───── Material supplied ─────

PR #1973, opened 2026-05-13
Nickez/bb02 lvgl font

NickeZ:
It should look exactly the same, I even applied our manual fixes to the 9px Arial. You can test unicode characters in message signing. For example, try signing `Zürich`.

I propose that we fix the truncation issues by migrating the label component to rust: https://github.com/BitBoxSwiss/bitbox02-firmware/pull/1974

The new font format is more efficient, so the Bootloader is about 700B smaller with the same character set. Firmware size is increased by 7kB


NickeZ:
Updates to the container are necessary, reopning from another branch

─────

Instructions for the task
The records are to be repeated in full, exactly as they stand.

Output for this exercise
PR #1973, opened 2026-05-13
Nickez/bb02 lvgl font

NickeZ:
It should look exactly the same, I even applied our manual fixes to the 9px Arial. You can test unicode characters in message signing. For example, try signing `Zürich`.

I propose that we fix the truncation issues by migrating the label component to rust: https://github.com/BitBoxSwiss/bitbox02-firmware/pull/1974

The new font format is more efficient, so the Bootloader is about 700B smaller with the same character set. Firmware size is increased by 7kB


NickeZ:
Updates to the container are necessary, reopning from another branch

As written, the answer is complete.